Home Business NewsNasdaq holds firm while broader market strains under rates and geopolitical pressure

Nasdaq holds firm while broader market strains under rates and geopolitical pressure

30th Apr 26 12:28 pm

Equity futures were mixed on Thursday, with strength in large-cap tech helping to keep the Nasdaq supported even as inflation worries and geopolitical tensions continued to build.

Strong earnings from major technology firms are still underpinning sentiment, but rising oil prices and a firmer rates backdrop are making it harder for the broader market to extend comfortably from record highs.

Results from the major technology names reinforced the underlying strength of AI demand.

Alphabet and Amazon moved higher in pre-market trading after strong updates, particularly in cloud, which continued to highlight solid enterprise demand for computing capacity.

Microsoft and Meta, by contrast, came under pressure despite otherwise solid numbers, with investor attention turning to the scale of AI-related capital expenditure and what that means for margins and future returns.

On the macro side, higher oil prices have brought inflation back into focus, particularly as geopolitical tensions have intensified. At the same time, the Federal Reserve kept rates unchanged, but the tone remained cautious enough to remind markets that any path to easier policy may be slower and more limited than many had hoped. That is not enough on its own to break the rally, but it does leave equities, especially outside big tech, more exposed if yields continue to move higher.
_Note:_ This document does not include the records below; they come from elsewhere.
PR #986, opened 2015-07-17
Fix NRE in SA1505 when open brace is last in file

### LINKED ISSUE #981: SA1505 analyzer crashes when the open brace token is the last token in the file
It is throwing a NRE because the next token has SyntaxKind.None. Discovered while typing

sharwell:
Fixes #981


pdelvo:
LGTM. We should probably look for uses of GetNextToken and make sure that we don't have this problem in other places.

Looking ahead, GDP and PCE data will matter for rate expectations, while Apple’s earnings later today will provide another test of whether strong technology results can continue to carry sentiment even as the macro backdrop becomes less forgiving.
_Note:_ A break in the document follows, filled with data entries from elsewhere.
Issue #974, opened 2015-07-16
SA1009 (ClosingParenthesisMustBeSpacedCorrectly) fails with any method declaration


roadz99:
Sample code fails unless you add a trailing space after the closing parenthesis

    using System;

    public class Foo
    {
        public void Method()
        {
        }
    }

sharwell:
I marked this **up for grabs**. Did you want to work on it? :smile:

roadz99:
There is no test class for this rule so I'm a little scared to change it!

sharwell:
You could fix #194. :smile:

Maxwe11:
I also saw this earlier but was confused because [this diagnostic disabled](https://github.com/DotNetAnalyzers/StyleCopAnalyzers/blob/master/StyleCop.Analyzers/StyleCop.Analyzers/SpacingRules/SA1009ClosingParenthesisMustBeSpacedCorrectly.cs#L37).

sharwell:
@Maxwe11 the disabled diagnostics are enabled in debug builds, and you can also enable them manually (via ruleset files and/or the Code Analysis UI).

roadz99:
I'll take this one too. Looks like a simple fix but I'll try to add a good number of unit tests too.

Issue #194, opened 2014-11-20
Diagnostic unit tests: SA1009 (ClosingParenthesisMustBeSpacedCorrectly)


sharwell:
Implement unit tests for #15.

roadz99:
I'll make a start on this one.

PR #988, opened 2015-07-17
SA1009 - ClosingParenthesisMustBeSpacedCorrectly bug fix and unit tests

roadz99:
Added a number of unit tests to address issue #194. I had a little trouble trying to get 100% code coverage because I couldn't work out what some of the code was trying to do. If anybody can suggest additional scenarios I'd be happy to add more tests.

Fixed issue #974.

### DIFF
--- a/StyleCop.Analyzers/StyleCop.Analyzers.Test/SpacingRules/SA1009UnitTests.cs
+++ b/StyleCop.Analyzers/StyleCop.Analyzers.Test/SpacingRules/SA1009UnitTests.cs
@@ -1,0 +1,195 @@
+﻿namespace StyleCop.Analyzers.Test.SpacingRules
+{
+    using System.Collections.Generic;
+    using System.Threading;
+    using System.Threading.Tasks;
+    using Microsoft.CodeAnalysis.Diagnostics;
+    using StyleCop.Analyzers.SpacingRules;
+    using TestHelper;
+    using Xunit;
+
+    /// <summary>
+    /// Unit tests for <see cref="SA1009ClosingParenthesisMustBeSpacedCorrectly"/>
+    /// </summary>
+    public class SA1009UnitTests : CodeFixVerifier
+    {
+        private const string SimpleMethodOutline = @"using System;
+
+public class Foo
+{
+    public void Method()
+    {
+    }
+}";
+
+        [Fact]
+        public async Task TestEmptySourceAsync()
+        {
+            var testCode = string.Empty;
+            await this.VerifyCSharpDiagnosticAsync(testCode, EmptyDiagnosticResults, CancellationToken.None).ConfigureAwait(false);
+        }
+
+        [Fact]
+        public async Task TestMethodWithNoParametersAsync()
+        {
+            const string testCode = @"using System;
+
+public class Foo
+{
+    public void Method()
+    {
+    }
+}";
+
+            await this.VerifyCSharpDiagnosticAsync(testCode, EmptyDiagnosticResults, CancellationToken.None).ConfigureAwait(false);
+        }
+
+        [Fact]
+        public async Task TestMethodWithWhitespaceBeforeClosingParenthesisAsync()
+        {
+            const string testCode = @"using System;
+
+public class Foo
+{
+    public void Method( )
+    {
+    }
+}";
+
+            DiagnosticResult expected = this.CSharpDiagnostic().WithArguments(" not", "preceded").WithLocation(5, 25);
+
+            await this.VerifyCSharpDiagnosticAsync(testCode, expected, CancellationToken.None).ConfigureAwait(false);
+        }
+
+        [Fact]
+        public async Task TestMethodWith2CorrectlySpaceParametersAsync()
+        {
+            const string testCode = @"using System;
+
+public class Foo
+{
+    public void Method(int param1, int param2)
+    {
+    }
+}";
+
+            await this.VerifyCSharpDiagnosticAsync(testCode, EmptyDiagnosticResults, CancellationToken.None).ConfigureAwait(false);
+        }
+
+        [Fact]
+        public async Task TestMethodWith2ParametersndSpacebeforeClosingParenthesisAsync()
+        {
+            const string testCode = @"using System;
+
+public class Foo
+{
+    public void Method(int param1, int param2 )
+    {
+    }
+}";
+            DiagnosticResult expected = this.CSharpDiagnostic().WithArguments(" not", "preceded").WithLocation(5, 25);
+
+            await this.VerifyCSharpDiagnosticAsync(testCode, expected, CancellationToken.None).ConfigureAwait(false);
+        }
+
+        [Fact]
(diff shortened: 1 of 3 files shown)


StyleCop.Analyzers/StyleCop.Analyzers.Test/SpacingRules/SA1009UnitTests.cs
```diff
@@ -0,0 +1,278 @@
...
+    using StyleCop.Analyzers.SpacingRules;
+    using TestHelper;
+    using Xunit;
+
+    /// <summary>
+    /// Unit tests for <see cref="SA1009ClosingParenthesisMustBeSpacedCorrectly"/>
+    /// </summary>
+    public class SA1009UnitTests : CodeFixVerifier
+    {
+        private const string SimpleMethodOutline = @"using System;
```
pdelvo: I think this constant can be removed

StyleCop.Analyzers/StyleCop.Analyzers.Test/SpacingRules/SA1009UnitTests.cs
```diff
@@ -0,0 +1,278 @@
...
+    public void Method(int param1, int param2)
+    {
+    }
+}";
+
+            await this.VerifyCSharpDiagnosticAsync(testCode, EmptyDiagnosticResults, CancellationToken.None).ConfigureAwait(false);
+        }
+
+        [Fact]
+        public async Task TestMethodWith2ParametersndSpaceBeforeClosingParenthesisAsync()
```
pdelvo: There is a spelling mistake in the method name

StyleCop.Analyzers/StyleCop.Analyzers.Test/SpacingRules/SA1009UnitTests.cs
```diff
@@ -0,0 +1,278 @@
...
+    using System.Threading.Tasks;
+    using Microsoft.CodeAnalysis.Diagnostics;
+    using StyleCop.Analyzers.SpacingRules;
+    using TestHelper;
+    using Xunit;
+
+    /// <summary>
+    /// Unit tests for <see cref="SA1009ClosingParenthesisMustBeSpacedCorrectly"/>
+    /// </summary>
+    public class SA1009UnitTests : CodeFixVerifier
```
sharwell: :bulb: For diagnostics that don't have a code fix, it's best to use `DiagnosticVerifier` as the base class.

pdelvo:
I think test cases are missing for:
- Foo().Test
- Foo()?.Test
- ((1+1))
- new Action(() => { })()
- Foo()[0]
- true ? Foo() : Bar()
I might have missed some but these are the ones I could think of.

This is a good start!

roadz99:
Which one of the following is correct? The first line looks correct to me but the rule fails the first one and allows the one with the space.

(i)++
(i) ++

sharwell:
@roadz99 The first one is correct according to *this* rule, but it might fail SA1119 (StatementMustNotUseUnnecessaryParenthesis) (which you don't need to worry about here).

roadz99:
Ok. I'll fix that bug in the analyser.

roadz99:
I realised that the increment/decrement operator tests were duplicating SA1020IncrementDecrementSymbolsMustBeSpacedCorrectly so I've taken them out.

sharwell:
@roadz99 It depends on which warning was getting produced by the code example you gave. If SA1020 is reported, then it's an issue with that diagnostic. But if SA1009 is reported, then it would be this one. Either way it seems like a reasonable test case to include for both diagnostics.

roadz99:
@sharwell thanks for the explanation. I'll leave the tests in and fix the anlyzer.

roadz99:
@pdelvo many thanks. That helped a lot.

StyleCop.Analyzers/StyleCop.Analyzers.Test/SpacingRules/SA1009UnitTests.cs
```diff
@@ -0,0 +1,557 @@
...
+        {
+            var invalidStatement = @"var x = (true == true)? GetA() : GetB();";
+
+            DiagnosticResult expected = this.CSharpDiagnostic().WithArguments(string.Empty, "followed").WithLocation(7, 34);
+
+            await this.TestWhitespaceInStatementOrDeclAsync(invalidStatement, expected).ConfigureAwait(false);
+        }
+
+        /// <inheritdoc/>
+        protected override IEnumerable<DiagnosticAnalyzer> GetCSharpDiagnosticAnalyzers()
```
pdelvo: NIT: This should probably be the last member in this class

StyleCop.Analyzers/StyleCop.Analyzers.Test/SpacingRules/SA1009UnitTests.cs
```diff
@@ -0,0 +1,557 @@
...
+        {
+            var invalidStatement = @"System.EventHandler handler = (s, e)=> { };";
+
+            DiagnosticResult expected = this.CSharpDiagnostic().WithArguments(string.Empty, "followed").WithLocation(7, 48);
+
+            await this.TestWhitespaceInStatementOrDeclAsync(invalidStatement, expected).ConfigureAwait(false);
+        }
+
+        [Fact]
+        public async Task TestSpaceAfterParenthisisInAddOperationAsync()
```
pdelvo: NIT: You could use a theory to write these tests.

StyleCop.Analyzers/StyleCop.Analyzers.Test/SpacingRules/SA1009UnitTests.cs
sharwell: By convention, yes, but *technically* we violate the ordering rules everywhere else. StyleCop says private members should appear after protected members.

pdelvo:
In SA1009ClosingParenthesisMustBeSpacedCorrectly.cs could you change "DisabledNoTests" to "EnabledByDefault" in line 37?

StyleCop.Analyzers/StyleCop.Analyzers.Test/SpacingRules/SA1009UnitTests.cs
roadz99: Please could you clarify what you mean by using a theory? Also, NIT? Sorry - I'm new here :-)

pdelvo: You can instead of using Fact do something like this:
```csharp
[Theory]
[InlineData("+")]
[InlineData("-")]
[InlineData("*")]
[InlineData("/")]
TestSpaceAfterParenthisisInOperationAsync(string operator) { ... }
```
xunit will call this method for each of these operators and you have to write this method only once.

NIT means nitpicking. So not very important

sharwell:
Good job both of you. :+1:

Away from big tech, a number of less-followed stocks have also seen strong bullish moves and gap-ups on earnings, reinforcing the point that leadership is not confined to the largest names. From a portfolio perspective, we continue to align with the historical long-term bullish trend, focusing on the strongest stocks in the most robust sectors. Diversification is non-negotiable, as it allows weaker performers to be absorbed while the broader portfolio continues to deliver returns.